(Records from a data collection)

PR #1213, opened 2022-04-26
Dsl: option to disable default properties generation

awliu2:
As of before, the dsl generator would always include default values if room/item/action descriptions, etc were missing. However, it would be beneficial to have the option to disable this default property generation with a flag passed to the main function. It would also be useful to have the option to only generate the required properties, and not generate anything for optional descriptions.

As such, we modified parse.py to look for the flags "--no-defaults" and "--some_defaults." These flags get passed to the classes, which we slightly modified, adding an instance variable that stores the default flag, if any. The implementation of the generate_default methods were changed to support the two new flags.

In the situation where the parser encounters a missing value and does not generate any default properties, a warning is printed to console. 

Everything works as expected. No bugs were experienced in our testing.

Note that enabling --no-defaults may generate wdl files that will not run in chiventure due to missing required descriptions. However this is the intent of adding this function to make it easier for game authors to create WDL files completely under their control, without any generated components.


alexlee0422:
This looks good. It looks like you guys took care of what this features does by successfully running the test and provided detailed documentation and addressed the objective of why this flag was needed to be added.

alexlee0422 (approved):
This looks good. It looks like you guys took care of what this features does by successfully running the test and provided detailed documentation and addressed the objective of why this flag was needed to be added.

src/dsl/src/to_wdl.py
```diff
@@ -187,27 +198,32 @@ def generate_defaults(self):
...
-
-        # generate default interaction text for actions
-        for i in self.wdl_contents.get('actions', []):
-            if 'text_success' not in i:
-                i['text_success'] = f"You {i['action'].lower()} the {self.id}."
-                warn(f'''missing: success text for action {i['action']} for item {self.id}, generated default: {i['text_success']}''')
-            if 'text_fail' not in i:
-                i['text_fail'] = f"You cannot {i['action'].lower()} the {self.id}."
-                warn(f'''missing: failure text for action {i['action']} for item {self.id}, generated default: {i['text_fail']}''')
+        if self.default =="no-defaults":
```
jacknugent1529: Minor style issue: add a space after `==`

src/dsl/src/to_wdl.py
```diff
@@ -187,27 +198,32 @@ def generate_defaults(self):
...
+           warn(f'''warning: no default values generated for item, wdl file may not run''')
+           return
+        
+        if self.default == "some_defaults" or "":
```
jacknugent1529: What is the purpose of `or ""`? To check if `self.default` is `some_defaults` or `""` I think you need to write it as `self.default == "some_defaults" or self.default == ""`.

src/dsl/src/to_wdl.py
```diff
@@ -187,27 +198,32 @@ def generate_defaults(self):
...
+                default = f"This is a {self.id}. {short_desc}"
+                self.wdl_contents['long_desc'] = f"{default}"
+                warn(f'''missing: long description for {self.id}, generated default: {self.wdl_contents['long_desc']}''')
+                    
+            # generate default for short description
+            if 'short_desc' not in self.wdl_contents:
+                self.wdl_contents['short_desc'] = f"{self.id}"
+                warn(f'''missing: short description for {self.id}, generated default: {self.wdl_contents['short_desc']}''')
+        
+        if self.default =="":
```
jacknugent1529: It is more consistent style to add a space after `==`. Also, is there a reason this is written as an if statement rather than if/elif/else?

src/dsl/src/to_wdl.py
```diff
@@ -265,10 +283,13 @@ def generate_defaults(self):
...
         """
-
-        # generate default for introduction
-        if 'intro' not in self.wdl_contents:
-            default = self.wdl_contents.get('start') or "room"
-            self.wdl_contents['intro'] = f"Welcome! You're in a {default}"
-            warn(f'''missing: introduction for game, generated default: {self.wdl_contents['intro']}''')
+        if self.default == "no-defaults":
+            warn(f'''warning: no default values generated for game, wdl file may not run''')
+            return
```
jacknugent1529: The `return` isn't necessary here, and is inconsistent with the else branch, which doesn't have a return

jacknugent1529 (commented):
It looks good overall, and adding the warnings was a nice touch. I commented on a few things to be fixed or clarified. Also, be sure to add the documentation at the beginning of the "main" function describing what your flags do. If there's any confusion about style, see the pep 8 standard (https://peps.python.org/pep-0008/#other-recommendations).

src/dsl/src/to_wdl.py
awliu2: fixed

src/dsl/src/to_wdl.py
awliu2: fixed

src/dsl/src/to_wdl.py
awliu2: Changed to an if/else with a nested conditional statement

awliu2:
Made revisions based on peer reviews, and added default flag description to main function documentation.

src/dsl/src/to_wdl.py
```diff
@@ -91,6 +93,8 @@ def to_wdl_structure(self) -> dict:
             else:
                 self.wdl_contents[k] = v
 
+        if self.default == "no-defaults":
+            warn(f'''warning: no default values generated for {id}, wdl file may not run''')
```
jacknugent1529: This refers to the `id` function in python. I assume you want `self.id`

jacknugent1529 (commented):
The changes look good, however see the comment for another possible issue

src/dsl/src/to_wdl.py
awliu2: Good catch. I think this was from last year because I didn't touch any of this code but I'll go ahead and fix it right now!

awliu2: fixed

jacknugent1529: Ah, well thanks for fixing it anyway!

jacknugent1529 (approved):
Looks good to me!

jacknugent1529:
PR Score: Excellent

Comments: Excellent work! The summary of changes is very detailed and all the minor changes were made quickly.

§ **What you should do**: Your task is to transcribe all of the entries word for word.

§ **Result of this task**:
PR #1213, opened 2022-04-26
Dsl: option to disable default properties generation

awliu2:
As of before, the dsl generator would always include default values if room/item/action descriptions, etc were missing. However, it would be beneficial to have the option to disable this default property generation with a flag passed to the main function. It would also be useful to have the option to only generate the required properties, and not generate anything for optional descriptions.

As such, we modified parse.py to look for the flags "--no-defaults" and "--some_defaults." These flags get passed to the classes, which we slightly modified, adding an instance variable that stores the default flag, if any. The implementation of the generate_default methods were changed to support the two new flags.

In the situation where the parser encounters a missing value and does not generate any default properties, a warning is printed to console. 

Everything works as expected. No bugs were experienced in our testing.

Note that enabling --no-defaults may generate wdl files that will not run in chiventure due to missing required descriptions. However this is the intent of adding this function to make it easier for game authors to create WDL files completely under their control, without any generated components.


alexlee0422:
This looks good. It looks like you guys took care of what this features does by successfully running the test and provided detailed documentation and addressed the objective of why this flag was needed to be added.

alexlee0422 (approved):
This looks good. It looks like you guys took care of what this features does by successfully running the test and provided detailed documentation and addressed the objective of why this flag was needed to be added.

src/dsl/src/to_wdl.py
```diff
@@ -187,27 +198,32 @@ def generate_defaults(self):
...
-
-        # generate default interaction text for actions
-        for i in self.wdl_contents.get('actions', []):
-            if 'text_success' not in i:
-                i['text_success'] = f"You {i['action'].lower()} the {self.id}."
-                warn(f'''missing: success text for action {i['action']} for item {self.id}, generated default: {i['text_success']}''')
-            if 'text_fail' not in i:
-                i['text_fail'] = f"You cannot {i['action'].lower()} the {self.id}."
-                warn(f'''missing: failure text for action {i['action']} for item {self.id}, generated default: {i['text_fail']}''')
+        if self.default =="no-defaults":
```
jacknugent1529: Minor style issue: add a space after `==`

src/dsl/src/to_wdl.py
```diff
@@ -187,27 +198,32 @@ def generate_defaults(self):
...
+           warn(f'''warning: no default values generated for item, wdl file may not run''')
+           return
+        
+        if self.default == "some_defaults" or "":
```
jacknugent1529: What is the purpose of `or ""`? To check if `self.default` is `some_defaults` or `""` I think you need to write it as `self.default == "some_defaults" or self.default == ""`.

src/dsl/src/to_wdl.py
```diff
@@ -187,27 +198,32 @@ def generate_defaults(self):
...
+                default = f"This is a {self.id}. {short_desc}"
+                self.wdl_contents['long_desc'] = f"{default}"
+                warn(f'''missing: long description for {self.id}, generated default: {self.wdl_contents['long_desc']}''')
+                    
+            # generate default for short description
+            if 'short_desc' not in self.wdl_contents:
+                self.wdl_contents['short_desc'] = f"{self.id}"
+                warn(f'''missing: short description for {self.id}, generated default: {self.wdl_contents['short_desc']}''')
+        
+        if self.default =="":
```
jacknugent1529: It is more consistent style to add a space after `==`. Also, is there a reason this is written as an if statement rather than if/elif/else?

src/dsl/src/to_wdl.py
```diff
@@ -265,10 +283,13 @@ def generate_defaults(self):
...
         """
-
-        # generate default for introduction
-        if 'intro' not in self.wdl_contents:
-            default = self.wdl_contents.get('start') or "room"
-            self.wdl_contents['intro'] = f"Welcome! You're in a {default}"
-            warn(f'''missing: introduction for game, generated default: {self.wdl_contents['intro']}''')
+        if self.default == "no-defaults":
+            warn(f'''warning: no default values generated for game, wdl file may not run''')
+            return
```
jacknugent1529: The `return` isn't necessary here, and is inconsistent with the else branch, which doesn't have a return

jacknugent1529 (commented):
It looks good overall, and adding the warnings was a nice touch. I commented on a few things to be fixed or clarified. Also, be sure to add the documentation at the beginning of the "main" function describing what your flags do. If there's any confusion about style, see the pep 8 standard (https://peps.python.org/pep-0008/#other-recommendations).

src/dsl/src/to_wdl.py
awliu2: fixed

src/dsl/src/to_wdl.py
awliu2: fixed

src/dsl/src/to_wdl.py
awliu2: Changed to an if/else with a nested conditional statement

awliu2:
Made revisions based on peer reviews, and added default flag description to main function documentation.

src/dsl/src/to_wdl.py
```diff
@@ -91,6 +93,8 @@ def to_wdl_structure(self) -> dict:
             else:
                 self.wdl_contents[k] = v
 
+        if self.default == "no-defaults":
+            warn(f'''warning: no default values generated for {id}, wdl file may not run''')
```
jacknugent1529: This refers to the `id` function in python. I assume you want `self.id`

jacknugent1529 (commented):
The changes look good, however see the comment for another possible issue

src/dsl/src/to_wdl.py
awliu2: Good catch. I think this was from last year because I didn't touch any of this code but I'll go ahead and fix it right now!

awliu2: fixed

jacknugent1529: Ah, well thanks for fixing it anyway!

jacknugent1529 (approved):
Looks good to me!

jacknugent1529:
PR Score: Excellent

Comments: Excellent work! The summary of changes is very detailed and all the minor changes were made quickly.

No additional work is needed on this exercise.